━━━━━ Source material
PR #1752, opened 2023-05-23
Use Contour Ingress instead of Kourier

matejvasek:
# Changes

-  Use Contour Ingress instead of Kourier. Contour will be useful for exposing resources other that knative services (e.g. PaC controller for webhooks).

- User LoadBalancer instead of NodePort. This makes services available on the same port (80) on both:  localhost and docker network.


matejvasek:
@lance please override the shell lint action.

lance (approved):
/lgtm

PR #2777, opened 2025-04-09
Fix buildpacks builder update task

matejvasek:
The paketo project moved some buildpack from gcr.io to docker.io.


matejvasek:
@lkingland override any failing tests please.

PR #2779, opened 2025-04-10
Refactor builder

matejvasek:
Just refactor. For simpler understanding review per commit.


matejvasek:
PTAL @gauron99 @lkingland

gauron99 (approved):

PR #2785, opened 2025-04-14
Refactor if-elif-else => switch

matejvasek:


matejvasek:
PTAL @gauron99 @lkingland

gauron99 (approved):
━━━━━━━━━━
What you are asked to do
Beginning at the line that contains "The paketo project", give again every line down to the end of the material, exactly as written, and stop there.

Result of the task
The paketo project moved some buildpack from gcr.io to docker.io.


matejvasek:
@lkingland override any failing tests please.

PR #2779, opened 2025-04-10
Refactor builder

matejvasek:
Just refactor. For simpler understanding review per commit.


matejvasek:
PTAL @gauron99 @lkingland

gauron99 (approved):

PR #2785, opened 2025-04-14
Refactor if-elif-else => switch

matejvasek:


matejvasek:
PTAL @gauron99 @lkingland

gauron99 (approved):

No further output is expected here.